(Available data begins)
PR #4936, opened 2019-04-17
[GestureManager] Implement action to change highlight style using gesture manager

### LINKED ISSUE #4896: [Feature Request] Create cycler for highlight types
Just a placeholder so I remember I have to do this

Galunid:
This allows user to switch between "invert", "lighten", "underline" highlight styles using gestures, discussed https://github.com/koreader/koreader/issues/1095#issuecomment-481834569
closes #4896

### DIFF
--- a/frontend/apps/reader/modules/readerhighlight.lua
+++ b/frontend/apps/reader/modules/readerhighlight.lua
@@ -870,6 +870,7 @@ function ReaderHighlight:onCycleHighlightAction()
             timeout = 1,
         })
     end
+    return true
 end
 
 function ReaderHighlight:onCycleHighlightStyle()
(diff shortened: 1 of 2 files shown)


frontend/apps/reader/modules/readerhighlight.lua
```diff
@@ -872,6 +872,20 @@ function ReaderHighlight:onCycleHighlightAction()
...
+        lighten = "underscore",
+        underscore = "invert",
+        invert = "lighten"
+    }
+    self.view.highlight.saved_drawer = next_actions[self.view.highlight.saved_drawer]
+    self.ui.doc_settings:saveSetting("highlight_drawer", self.view.highlight.saved_drawer)
+    UIManager:show(Notification:new{
+        text = T(_("Default highlight style changed to '%1'."), self.view.highlight.saved_drawer),
+        timeout = 1,
+    })
```
Frenzie: `return true` to stop propagation (saves a minor amount of CPU cycles).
(Available data ends)
* **Exercise brief**
Copy out every line from the data above in which the word "function" occurs.

* **Written solution**
@@ -870,6 +870,7 @@ function ReaderHighlight:onCycleHighlightAction()
 function ReaderHighlight:onCycleHighlightStyle()
@@ -872,6 +872,20 @@ function ReaderHighlight:onCycleHighlightAction()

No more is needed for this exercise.